Their stories are not to be dismissed as footnotes in the story of a younger, nimbler, more formally educated relative/stranger. Their stories may be no different than your own. They may only be able to become themselves if you are willing to share your story—to contextualize it with care, as you will someday do for yourself with the story of Meredith Grey. This is the only value of knowledge and experience; this is self-awareness minus the self; this is the reason you exist at all.
If the people you care about are to be trans, they will have also been trans children. If you will someday become me and reach back through time to who you are right now, then reach across time towards the people around you when you get here—in other words, now, before the moment has passed.
You are, for better or worse, as much doctor as patient.
Look around you.
Say hello.
53
There is an arrogance to the writer’s life mirrored in the attitudes of the surgeons on Grey’s Anatomy—of cutthroat flesh-cutters, hungry to rearrange muscle and bone so their patients might survive the special maladies that afflict them.
The person you will someday love—yes, even you, a brilliant, beautiful, broken trans girl, will get to be loved before it’s all over—calls writing a weapon of mass destruction.

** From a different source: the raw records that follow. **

PR #9084, opened 2025-02-10
Streaming export for YOLO and COCO formats

Eldies:
### Motivation and context

When we export a dataset, all annotations are kept in RAM. It may be a problem if they are large.
Enabling streaming export for task or job data, for yolo formats

depends on https://github.com/cvat-ai/datumaro/pull/81, https://github.com/cvat-ai/datumaro/pull/90, https://github.com/cvat-ai/datumaro/pull/94

### Checklist

### License


zhiltsov-max:
I've noticed export performance degradation in streaming mode, about 2-3x in my cases. As I understand it, the problem is in `coco/exporter.py:142`, where the regular json library is used instead of the optimized orjson. I suppose orjson isn't compatible directly with json stream used in the implementation now, but I could find that there is other relevant functionality in orjson - https://github.com/ijl/orjson?tab=readme-ov-file#fragment. Please check this issue.

cvat/apps/dataset_manager/bindings.py
```diff
@@ -1679,46 +1676,64 @@ def __init__(
...
 
+            # do not keep parsed lazy list data after this iteration
+            frame_data = frame_data._replace(
+                labeled_shapes=[
+                    (
+                        shape._replace(points=shape.points.lazy_copy())
+                        if isinstance(shape.points, LazyList) and not shape.points.is_parsed
+                        else shape
+                    )
+                    for shape in frame_data.labeled_shapes
```
zhiltsov-max, line 1719: This copying should probably include skeleton elements as well

cvat/apps/engine/lazy_list.py
```diff
@@ -268,3 +268,19 @@ def __setstate__(self, state):
         self._parsed = state["parsed"]
         if self._parsed:
             self.extend(state["parsed_elements"])
+
+    def lazy_copy(self) -> list[T]:
+        """
+        Makes a copy without parsing elements.
+        Only works if elements has not been not parsed yet.
```
zhiltsov-max, line 275:
```suggestion
        Only works if elements has not been parsed yet.
```

cvat/apps/dataset_manager/bindings.py
Eldies: As far as I understand, skeleton elements are just points? Then it seems as not really profitable to include them - size of points field is miniscule compared to all the other fields in LabeledShape, and extra computations needed to copy it, will not result in significant improvement in memory usage.

Also, I tried to export a task with 100000 skeletons with 17 elements each (on develop brunch) and 5.5 of 5.7 Gb of consumed memory is in `init_from_db`. So, not much room for improvement until I start to streamify `init_from_db`

zhiltsov-max: > As far as I understand, skeleton elements are just points?

They are single point shapes. Basically, most other shape types are also stored as points. Ok, the changes made are already significant improvement. Maybe we'll return to this later.

zhiltsov-max (approved):

PR #9090, opened 2025-02-11
Add attribute support for auto-annotation functions

SpecLad:
### Motivation and context

Remove one of the long-standing limitations on auto-annotation functions by adding the necessary validation and remapping logic to support attribute specifications and values. Add a utility module for attributes with functionality I needed, but felt didn't belong in the auto-annotation layer.

Adds the necessary code to support using functions with attributes via agents, as well. I will submit the necesssary server-side code will be submitted to the private repository later; until that is merged, attempts to create native functions with attributes will be rejected.

### How has this been tested?

Unit tests and manual testing.

### Checklist

### License


cvat-sdk/cvat_sdk/auto_annotation/driver.py
```diff
@@ -16,13 +16,39 @@
...
     name: str
+    attributes: Optional[Mapping[str, _AttributeNameMapping]] = attrs.field(
+        kw_only=True, default=None
+    )
+
+    def map_attribute(self, name: str) -> _AttributeNameMapping:
+        if self.attributes is None:
+            return _AttributeNameMapping(name)
+
+        return self.attributes.get(name)
```
zhiltsov-max, line 40: Probably, this call can return `None`, which contradicts the `map_attribute()` return type annotation.

cvat-sdk/cvat_sdk/auto_annotation/driver.py
```diff
@@ -16,13 +16,39 @@
 from cvat_sdk.core.progress import NullProgressReporter, ProgressReporter
 from cvat_sdk.datasets.task_dataset import TaskDataset
 
+from ..attributes import attribute_value_validator
 from .exceptions import BadFunctionError
 from .interface import DetectionFunction, DetectionFunctionContext, DetectionFunctionSpec
 
 
+@attrs.frozen
+class _AttributeNameMapping:
```
zhiltsov-max, line 25: Shouldn't these classes called `*Mapping` be `collections.abc.Mapping`-compatible?

cvat-sdk/cvat_sdk/auto_annotation/driver.py
```diff
@@ -78,39 +126,119 @@ def _get_expected_function_output_type(self, fun_label, ds_label):
...
+        # we'll just use exact comparisons for now.
+        if ds_attr.input_type != fun_attr.input_type:
+            raise BadFunctionError(
+                f"{attr_desc} has input type {fun_attr.input_type!r} in the function,"
+                f" but {ds_attr.input_type!r} in the dataset"
+            )
+
+        if (
+            ds_attr.input_type.value not in {"text", "checkbox"}
+            and ds_attr.values != fun_attr.values
```
zhiltsov-max, line 143: Maybe relax the requirements a little and allow reordering?

tests/python/sdk/test_attributes.py
```diff
@@ -0,0 +1,102 @@
...
+
+
+def test_number_attribute_values_good():
+    assert number_attribute_values(0, 0, 1) == ["0", "0", "1"]
+    assert number_attribute_values(0, 10, 1) == ["0", "10", "1"]
+    assert number_attribute_values(0, 10, 10) == ["0", "10", "10"]
+    assert number_attribute_values(0, 10, 5) == ["0", "10", "5"]
+
+
+def test_number_attribute_values_bad():
```
zhiltsov-max, line 17:
```suggestion
def test_number_attribute_values_can_reject_bad_values():
```

cvat-sdk/cvat_sdk/auto_annotation/driver.py
SpecLad: Thanks, fixed.

cvat-sdk/cvat_sdk/auto_annotation/driver.py
SpecLad: Yeah, okay. Updated.

tests/python/sdk/test_attributes.py
```diff
@@ -0,0 +1,102 @@
...
+
+
+def test_attribute_value_validator_checkbox():
+    validator = attribute_value_validator(
+        models.AttributeRequest(name="a", mutable=False, input_type="checkbox", values=[])
+    )
+
+    assert validator("true")
+    assert validator("false")
+    assert not validator("maybe")
```
zhiltsov-max, line 38: In many cases it's convenient to also support automatic value projection in validators, for instance in a checkbox validator we could accept and automatically convert the same values as in `attrs.converters.to_bool()`. Consider supporting it here as well to provide more convenient interface. I can see it could be useful for checboxes and numbers so far.

tests/python/sdk/test_attributes.py
```diff
@@ -0,0 +1,102 @@
...
+
+@pytest.mark.parametrize(
+    ["values", "exc_match"],
+    [
+        (["0", "1"], "wrong number of values"),
+        (["0", "10", "1", "1"], "wrong number of values"),
+        # the exception is raised by external code, so we don't want to rely on the message
+        (["a", "10", "1"], ""),
+        (["0", "a", "1"], ""),
+        (["0", "10", "a"], ""),
```
zhiltsov-max, line 65: Shouldn't these cases be wrapped by the sdk code?

cvat-sdk/cvat_sdk/auto_annotation/driver.py
SpecLad: Well... it's a more abstract notion of mapping. The idea is that each of the `XNameMapping` classes defines how names within `X` should be mapped, so it parallels the structure of `X`. So, for example, if you want to map `attribute.name`, you look up `attribute_nm.name` (where `attribute_nm` is an `_AttributeNameMapping` object).

Maybe they shouldn't be called `*Mapping`, but I couldn't think of anything better when I created them.

tests/python/sdk/test_attributes.py
SpecLad: I don't know. Why bother?

tests/python/sdk/test_auto_annotation.py
```diff
@@ -304,6 +346,88 @@ def detect(context, image: PIL.Image.Image) -> list[models.LabeledShapeRequest]:
...
+                                cvataa.attribute_val(2, "forward"),  # orientation
+                            ],
+                        ),
+                        # tail
+                        cvataa.keypoint(30, [30, 30]),
+                    ],
+                    attributes=[
+                        cvataa.attribute_val(1, "calico"),  # color
+                        cvataa.attribute_val(2, "McFluffy"),  # name
+                    ],
```
zhiltsov-max, line 396: I think it could be convenient to support passing attributes as a dict with attr name as a key, what do you think?

tests/python/sdk/test_auto_annotation.py
```diff
@@ -304,6 +346,88 @@ def detect(context, image: PIL.Image.Image) -> list[models.LabeledShapeRequest]:
...
+                                ),
+                                cvataa.text_attribute_spec("orientation (should be ignored)", 2),
+                            ],
+                        ),
+                        cvataa.keypoint_spec("tail", 30),
+                    ],
+                    attributes=[
+                        cvataa.select_attribute_spec("color", 1, ["gray", "calico"]),
+                        cvataa.text_attribute_spec("name (should be ignored)", 2),
+                    ],
```
zhiltsov-max: `*_attribute_spec` - probably, id should be optional. Probably, they are unique within a label.

tests/python/sdk/test_attributes.py
zhiltsov-max: It's an error message that is supposed to be understood by the user, so it's a part of the library api.

tests/python/sdk/test_attributes.py
zhiltsov-max: So far I can see 2.5 use cases:
- checkbox: allows "true", ..., "TRUE", "yes", ..., "YES", True, False, 1, 0 -> converts to "true" / "false"
- number: accepts a number or a string, converts to a string

In future, if we ever change something about the value representation, we can also add some conversion without the need to change user code.

tests/python/sdk/test_attributes.py
zhiltsov-max: Then it should probably be checked in these tests

tests/python/sdk/test_auto_annotation.py
SpecLad: > I think it would be convenient to pass attributes as a dict with attr name as a key, what do you think?

I think it's irrelevant. `detect` outputs `LabeledShapeRequest`s, and attribute values inside a `LabeledShapeRequest` are identified by IDs.

Furthermore, I'm not sure this would be a meaningful improvement. The attribute identifier (be it name or number) has to occur at least twice in a function (in the spec and in `detect`), so in a real-life function I would expect it to be factored out as a named constant. And once you have a constant, it doesn't matter if its value is a name or a number.

> The same idea is valid for labels as well

NNs usually output labels as numbers, so I think requiring names in `detect` would be a downgrade in convenience.

tests/python/sdk/test_attributes.py
```diff
@@ -0,0 +1,102 @@
+# Copyright (C) CVAT.ai Corporation
+#
+# SPDX-License-Identifier: MIT
+
+import pytest
+from cvat_sdk import models
+from cvat_sdk.attributes import attribute_value_validator, number_attribute_values
+
+
+def test_number_attribute_values_good():
```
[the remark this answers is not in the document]
SpecLad: Applied.

tests/python/sdk/test_attributes.py
SpecLad: I dunno, it seems a bit too magical to me. One of the principles of the detection function interface is that if you were to create a task based on `spec`, then the output of `detect` should consist of valid annotations for that task. "No" is not a valid value for a boolean attribute (technically I think you can still upload it, but the UI won't display it correctly...). I don't want to be in a situation where using "no" in an AA function will silently convert it to "false", but using it in, e.g. `client.tasks.api.update_annotations` results in it being uploaded as-is.

Also note that converting from non-string values wouldn't be useful (at least as far the auto-annotation API is concerned), because `AttributeValRequest` will reject non-string values upon construction. So any numbers or booleans will not survive long enough to be handed to the validator.

-----

While implementing this PR, I had an idea to add helper functions for constructing the values, which would be similar to what you're proposing here. With these helper functions, you could construct an attribute value like so:

```
cvataa.attribute_val(<id>, number_attribute_value(<val>))
```

But it seemed impractical, since it's not that hard to write `str(<val>)` or `"true" if <val> else "false"`.

tests/python/sdk/test_attributes.py
SpecLad: But we can't be sure that the message won't be changed in a future Python version.

tests/python/sdk/test_auto_annotation.py
SpecLad: > So, basically, this is the problem I'm talking about. If we make attribute ids optional in the attr spec, we can leave only names in the user code.

How are you proposing to do that? `AttributeValRequest` has a mandatory `spec_id` field (and no `spec_name` field).

> Looks significantly better than

I agree, but I don't think it's the whole picture (also, I don't think you'd need anything like `self.attr_name_map`). Here's what a full function with attributes would look like, in my view:

```python
ATTR_ID_COLOR = 1

spec = DetectionFunctionSpec(... attributes=[cvaaa.radio_attribute_spec("color", ATTR_ID_COLOR, ...)] ...)

def detect(...):
    ... attributes=[cvataa.attribute_val(ATTR_ID_COLOR, ...)] ...
```

And here's what it would look like with attribute names only:

```python
ATTR_NAME_COLOR = "color"

spec = DetectionFunctionSpec(... attributes=[cvaaa.radio_attribute_spec(ATTR_NAME_COLOR, ...)] ...)

def detect(...):
    ... attributes={ATTR_NAME_COLOR: ...} ...
```

which is nicer, sure, but I don't think it's a substantial enough improvement.

tests/python/sdk/test_attributes.py
zhiltsov-max: > I don't want to be in a situation where using "no" in an AA function will silently convert it to "false", but using it in, e.g. client.tasks.api.update_annotations results in it being uploaded as-is.

Why this is a question? The scope of the aa component should be to provide a wrapper for models with convenient user interface, not a shortcut for server api. Basically, users should never know about the server api used internally.

> "No" is not a valid value for a boolean attribute

I mean, neither are `"true"` and `"false"`, because they are strings. The user also doesn't specify the actual list of valid values for checkbox attributes.

For me, the only question is how simple it is for the user to integrate their model. Anything done behind the API is behind. If we can do lots of magic to provide better interface, let's do this.

SpecLad: > Why this is a question?

Because I want there to be a single mental model that people can use both for writing AA functions and for using the API to upload annotations directly. These two use cases are very similar, so I'd like the interfaces to be as similar as possible.

> I mean, neither are `"true"` and `"false"`, because they are strings.

What do you mean? All attribute values are strings.

tests/python/sdk/test_attributes.py
SpecLad: I'm confident that the message will remain understandable, I just can't be sure of the exact words. 🤷 

Anyway, I don't want to die on this hill, so I went ahead and added a custom message.

tests/python/sdk/test_attributes.py
zhiltsov-max: > What do you mean? All attribute values are strings.

All attribute values are strings in the server API, but they don't have to be like this in the model output parsing code. Numbers and booleans are good candidates to become first non-string values acceptable from a model, because it's their natural representation.

tests/python/sdk/test_auto_annotation.py
SpecLad: Okay, I tried to find a solution by adding a more complicated helper function. It takes a dictionary and converts it to a list of `AttributeValRequest`s. This function also does type conversions, so it should cover your concerns from another thread.

However, the attributes are still identified by number. I don't think I can support string identifiers without making everything more complicated than it's worth.

zhiltsov-max: Ok, I think we can stop at this point. It still can be improved, but it's better to do this in a separate PR.

zhiltsov-max (approved):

He is right, though when we refer to destruction en masse, we miss that a bomb is just an accumulation of scalpels. Open up the bodies of the bombed and you’ll see the same kinds of cuts a doctor might make.
This means that you—yes, even you, a brilliant, beautiful, broken trans girl—are dangerous. Your gift—the ability to know and change time and space as only a storyteller can—is and will always be dangerous.
Sometimes women—white women, cis women, women of all kinds who’ve amassed their little share of power and choose to wield it unquestioningly—will look back five, ten, or twenty years later, and see how much they’ve healed. They will count the ways in which oppression wounded them; they will touch the scars and wonder how it’s possible for such soft, fading marks to metaphorize what was once life-threatening damage. Really, the amount that they’ve healed equates to how much they leaned into the winnings of apartheid, of a world order that will give anyone who wants it a reasonable excuse to believe themselves superior. Sometimes what looks like healing is a compromising of the soul.
Young girl who is me, you would do well to acknowledge the danger you pose. Every choice you make matters. Your suicidality—the thing that draws you to Meredith Grey, the thing that draws you and me together through time—may yet be a glory.
Learn from what’s happened. What will happen. If you’re to survive the special maladies that afflict you, it is your duty to review. To be reviewed. Your show. Your story. Give it—sacrifice it, share it—freely.
If you do it with care, it may even someday serve as your guide.
This essay is part of an in-progress book project tentatively titled The Trans Girl's Guide to Modern Television. A version of this essay was published by Under the Sun in May 2024.